Between the line containing "### Related issue(s)" and the line containing "the Mirror Node." lies a run of lines; give that run again exactly, with both of those lines, and nothing else from the entries below.

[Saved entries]
══════════
PR #5712, opened 2026-09-01
fix: resolve synthetic transaction receipts by recorded consensus timestamp

### LINKED ISSUE #5695: `eth_getTransactionReceipt` returns `null` for synthetic transactions the relay has just listed in a block
## Description

Blockscout indexes a block in two stages: it calls `eth_getBlockByNumber(block, true)`, then requests `eth_getTransactionReceipt` for each transaction hash the block reported. For synthetic transactions — the Ethereum-shaped records that represent native Hedera transactions moving HTS tokens — the first call succeeds and lists the transaction, while the second returns `null` shortly afterwards. Blockscout treats the pair as a contradiction, synthesises `-32602 "Not Found"` internally, and discards the entire block. Every transaction in that block is lost from the explorer, not just the synthetic one.

The two calls resolve a transaction by different means. `eth_getBlockByNumber` queries the Mirror Node by consensus timestamp range. `eth_getTransactionReceipt` queries by transaction hash, and for a synthetic transaction the only viable route is the contract logs endpoint filtered on `transaction.hash` — `/contracts/results/{hash}` never serves synthetic records by design. Immediately after a block is imported there is a window in which the timestamp query already returns the transaction and the hash query does not, so the relay answers the two questions inconsistently.

The relay's existing retry does not help. `getContractResultsLogsWithRetry` fires only when a record is returned but partially populated — a null `transaction_index` or `block_number`, or a `0x` block hash. During this window the response is an empty list rather than an immature record, so no retry is attempted and the relay returns `null` on the first try.

The relay cannot distinguish that empty list from the ordinary answer for a hash that does not exist. An unknown hash and a not-yet-visible hash produce byte-identical responses, and unknown hashes are the common case on this endpoint because wallets poll it for transactions that are not yet mined. Retrying every empty result would therefore add latency to the busiest path in the relay in order to help a rare one.

## Steps to reproduce

1. Index a block containing a synthetic transaction with Blockscout, or issue the two calls manually against a block that has just been imported.
2. Call `eth_getBlockByNumber` with `showDetails = true` and note the synthetic transaction's hash in the `transactions` array.
3. Call `eth_getTransactionReceipt` with that hash within the visibility window.
4. The block call lists the transaction; the receipt call returns `null`.

Outside the window both calls agree, so the failure is only reproducible against a freshly imported block.

## Observed occurrences

Nine synthetic `CRYPTOTRANSFER` transactions taken from Blockscout indexer logs on 2026-08-17, 2026-08-18 and 2026-08-20. All are parent transactions with a single synthetic log each, spread across six payers and three tokens. All nine resolve correctly today, confirming the failure was transient rather than a permanently missing record.

```
0x9bca036bc5d34168f7b308bd4923b628a33b72349939819175a55496101eab02
0xcd7a40ee08d9b86c732d2980cd50361a81f9502fe61dd8e8aebed3a1dccf8ef6
0xb32998b8340a2f7305d5f09ed0d5054050451b5688e3200909761a25f99d530a
0x6d39a10a68cd4477e5fb5c45cde70b017bd414e47c73d4649cb5ddfe54da27f3
0x6b1bf812130f90a0d015685b27adb9e32df0a5abdc01781c7010904d638cf425
0x6e1c4ef77e8fefcbeb623da5212c7b12734f9c24d71ae2c76090e83ef0003aa8
0xe78130fde70feadf2c3ee451b5140e6b09c8b64226903c8f257295fe23fe3bb7
0x697090a651da149c6e7931204c3c3dc728c8fcecf6f51dde091c14b186e9a380
0xc2051cf4d88b3e8a6b9f5521b6ebb42188955fcf864a8968974d7254c2206206
```

Sampling the head of the chain put the rate at roughly one in fifteen thousand transactions, so this is infrequent but recurring — the occurrences above span three separate days.

## Expected behaviour

A transaction the relay has just reported as part of a block should be resolvable by its hash. `eth_getTransactionReceipt` should not return `null` for a hash the relay itself supplied moments earlier.

## Proposed fix

While serving a block, the relay already holds each transaction's consensus timestamp: the block path queries contract results by timestamp range, and that response carries both the hash and the exact `seconds.nanoseconds` timestamp. Record that mapping for the block's synthetic transactions, and when a by-hash receipt lookup would otherwise fail, resolve the transaction by its recorded timestamp instead. The timestamp route is the one that already works during the window, because it reads what was written first.

Consulting the recorded timestamp _before_ the by-hash lookups also removes work rather than adding it: a recorded entry means the transaction is synthetic, so both by-hash routes are known to be unproductive. Three Mirror Node calls become one.

Only synthetic transactions are recorded, identified by a record having no gas limit and no nonce or signature — a combination no valid Ethereum transaction can have. The relay's existing `isChildContractRecord` helper is unsuitable here: it also matches inner calls of real transactions, which resolve by hash perfectly well, and building a synthetic-shaped receipt for one of those would return wrong data. Sampling 200 contract results across mainnet and testnet, each fetched individually by hash, the stricter condition produced no false positives and no false negatives, while the child-record helper would have wrongly matched 30 inner calls.

Two safeguards keep the new path from making anything worse than it is today. The logs returned for a recorded timestamp are checked to belong to the requested hash before a receipt is built, and anything unexpected — no entry, no logs, a mismatch, or a failed query — falls through to the existing behaviour rather than failing the request.

### Notes on the implementation

The write happens on the main thread rather than inside the block worker, and the worker returns the hash-to-timestamp pairs as plain data. Worker threads cannot share an in-memory store with the thread that serves receipt requests, so writing inside the worker would leave the entries unreachable whenever `WORKERS_POOL_ENABLED` is on. Returning them as data works for both settings of that flag.

The index is held on `MirrorNodeClient`, which both the block path and the receipt path already receive from the composition root, so no new collaborator has to be threaded through the service graph. It holds its own bounded store rather than using the shared relay cache, whose default bound of 1000 entries would be exhausted by a busy block and would evict live block, balance and gas price data.

### Configuration

| Variable                         | Default  | Purpose                                                                                                |
| -------------------------------- | -------- | ------------------------------------------------------------------------------------------------------ |
| `TX_TIMESTAMP_INDEX_ENABLED`     | `true`   | Switches the behaviour off without a release if it misbehaves                                          |
| `TX_TIMESTAMP_INDEX_MAX_ENTRIES` | `10000`  | Bound on the in-memory index, independent of `CACHE_MAX`                                               |
| `TX_TIMESTAMP_INDEX_TTL_MS`      | `300000` | An entry only needs to outlive the gap between a block request and the receipt requests that follow it |

## MN Tracking

The underlying visibility window is tracked on the Mirror Node side as hiero-ledger/hiero-mirror-node#14133. The change proposed here is a relay-side mitigation and remains useful regardless of that issue's outcome, since it also removes two Mirror Node round trips from every synthetic receipt lookup.

ValentinVPK:
### Description

This PR fixes an issue where `eth_getTransactionReceipt` returns `null` for a synthetic transaction that the relay has just listed in a block, causing Blockscout to discard the whole block.

The two calls resolve a transaction by different means. `eth_getBlockByNumber` queries the Mirror Node by consensus timestamp range; `eth_getTransactionReceipt` queries by transaction hash, and for a synthetic transaction the only viable route is the contract logs endpoint filtered on `transaction.hash`, since `/contracts/results/{hash}` never serves synthetic records by design. Shortly after a block is imported there is a window in which the timestamp query already returns the transaction and the hash query does not, so the relay answers the two questions inconsistently. Blockscout treats that as a contradiction, synthesises `-32602 "Not Found"` internally, and drops every transaction in the block, not just the synthetic one. The existing retry does not help: it fires only on a partially populated record, and during this window the response is an empty list.

While serving a block the relay already holds each transaction's consensus timestamp, so this PR records that mapping for the block's synthetic transactions and consults it at the start of `eth_getTransactionReceipt`. A recorded entry means the transaction is synthetic, so the `/contracts/results/{hash}` leg is known to be unproductive and resolving the transaction drops from two Mirror Node calls to one. Anything unexpected — no entry, no logs, a hash mismatch, or a failed query — falls through to the existing path, so a request can never end up worse than it is today.

Synthetic records are identified by having no gas limit and no nonce or signature. This is confirmed in the Mirror Node source: `SyntheticContractResultServiceImpl` sets `contractResult.setGasLimit(0L)` and only creates a result when the record item is not a contract. The signature fields are load-bearing rather than redundant, since an ethereum transaction submitted with `gasLimit: 0` would otherwise match. The relay's existing `isChildContractRecord` helper is unsuitable here: it also matches HAPI-submitted `CONTRACTCALL` records, which carry no ethereum signature either but did execute and resolve by hash.

The block worker returns the hash-to-timestamp pairs as plain data and the recording happens on the main thread, so the behaviour is the same whether `WORKERS_POOL_ENABLED` is on or off. The index is hosted on `MirrorNodeClient`, which both the block path and the receipt path already receive, so no new collaborator is threaded through the service graph. It holds its own bounded store rather than using the shared relay cache, whose default bound of 1000 entries would be exhausted by a busy block and would evict live block, balance and gas price data.

New configuration, all documented in `docs/configuration.md`:

| Variable                         | Default  | Purpose                                                                                              |
| -------------------------------- | -------- | ---------------------------------------------------------------------------------------------------- |
| `TX_TIMESTAMP_INDEX_ENABLED`     | `true`   | Switches the behaviour off without a release                                                         |
| `TX_TIMESTAMP_INDEX_MAX_ENTRIES` | `10000`  | Bound on the in-memory index, independent of `CACHE_MAX`                                             |
| `TX_TIMESTAMP_INDEX_TTL_MS`      | `300000` | An entry only has to outlive the gap between a block request and the receipt requests that follow it |

Known limitations, both in the configuration docs: a by-hash request with no preceding block request has nothing recorded and behaves exactly as today, and entries are held per relay instance unless `REDIS_ENABLED=true`, so a multi-replica deployment without Redis may serve a block and its receipts from different instances.

The underlying visibility window is tracked upstream as hiero-ledger/hiero-mirror-node#14133. This change is a relay-side mitigation and remains useful regardless of that issue's outcome, since it also removes a Mirror Node round trip from every synthetic receipt lookup.

### Related issue(s)

Fixes #5695

### Testing Guide

45 unit tests cover the store implementations and factory, the classifier against captured Mirror Node shapes, the write side including the worker-pool-enabled path, and the read side including every fall-through case. To verify manually against mainnet:

1. Set `MIRROR_NODE_URL=https://mainnet.mirrornode.hedera.com` and start the relay with `LOG_LEVEL=trace`. No local node or operator key is needed; the read paths only reach the Mirror Node.
2. `POST http://localhost:7546` with `{"jsonrpc":"2.0","id":1,"method":"eth_getBlockByNumber","params":["0x5ee448e",true]}`. Block 99501198 contains one synthetic transaction, `0x5321e1d95502d892c5d911f33e82b4863133d75a2b9f93709bd1970eafda76d9`. The log should show `Caching txtimestamp:hash:0x5321e1d9…` against the `tx-timestamp-index-cache`.
3. `POST http://localhost:7546` with `{"jsonrpc":"2.0","id":1,"method":"eth_getTransactionReceipt","params":["0x5321e1d95502d892c5d911f33e82b4863133d75a2b9f93709bd1970eafda76d9"]}`. Expect a populated receipt with `"blockNumber": "0x5ee448e"`, a `resolved 0x5321e1d9… by recorded consensus timestamp` log line, one `contracts/results/logs?timestamp=eq:` request, and no `contracts/results/0x5321…` or `transaction.hash=` request.
4. Restart the relay to empty the index and repeat step 3 alone. The receipt should be identical, but the log now shows the `contracts/results/{hash}` 404 followed by the `transaction.hash=` query, confirming the previous behaviour is intact on a miss.
5. Repeat steps 2 and 3 with `WORKERS_POOL_ENABLED=true`. The behaviour should be unchanged: the worker's own log lines appear unformatted, and the `tx-timestamp-index-cache` write still appears on the main thread.


src/relay/lib/services/transactionTimestampIndexService/constants.ts
```diff
@@ -0,0 +1,4 @@
+// SPDX-License-Identifier: Apache-2.0
+
+/** Key namespace for hash to consensus timestamp entries, shared by the local and Redis implementations. */
+export const TIMESTAMP_INDEX_KEY_PREFIX = 'txtimestamp:hash:';
```
natanasow: I don't think we need a new file for just one constant. We can use the already existing constants file.

src/relay/lib/types/ITransactionTimestampIndex.ts
```diff
@@ -0,0 +1,30 @@
+// SPDX-License-Identifier: Apache-2.0
```
natanasow, line 1: We should rename the file to `ITransactionTimestampIndex` to keep the conventions.

natanasow (commented):
We should add an acceptance test as well.

src/config-service/services/globalConfig.ts
```diff
@@ -803,6 +803,21 @@ const _CONFIG = {
     required: false,
     defaultValue: 900000,
   },
+  TX_TIMESTAMP_INDEX_ENABLED: {
+    type: 'boolean',
+    required: false,
+    defaultValue: true,
+  },
+  TX_TIMESTAMP_INDEX_MAX_ENTRIES: {
```
Ferparishuertas, line 811: it cannot be 10000
10000 is the TPS per second, and a second can contain 10k crypto transfers
We have seen in blockscout 270 retries until not found is resolved. 2-5 mins. depending on the retries ( 500 ms)

Default value should be at least 1200000

ValentinVPK: So with our current default configurations we have:
- `ETH_GET_TRANSACTION_COUNT_MAX_BLOCK_RANGE` = 1000. A block with higher than that contract results will throw MAX_BLOCK_SIZE and the cache will not be written to
- `MIRROR_NODE_CONTRACT_RESULTS_PG_MAX` (25) * `MIRROR_NODE_LIMIT_PARAM` (100) = 2,500 contract results per block. So at 2s blocks that is 1,250 entries a second. With the 5 minutes TTL 375,000 (we can round it to 400,000)

If we were to assume the highest scenario possible (10K entries a second), over a 5 minute TTL we will have 3,000,000 entries for the cache.

Should we use the 400K value because it is connected to the other default values of the configurations or use the 3 million one as worst case scenario?

ValentinVPK: @Ferparishuertas So 1.2 million cache records is around 500 MB in memory which is high.

natanasow (approved):

Ferparishuertas (approved):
══════════
▶ **The completed task**
### Related issue(s)

Fixes #5695

### Testing Guide

45 unit tests cover the store implementations and factory, the classifier against captured Mirror Node shapes, the write side including the worker-pool-enabled path, and the read side including every fall-through case. To verify manually against mainnet:

1. Set `MIRROR_NODE_URL=https://mainnet.mirrornode.hedera.com` and start the relay with `LOG_LEVEL=trace`. No local node or operator key is needed; the read paths only reach the Mirror Node.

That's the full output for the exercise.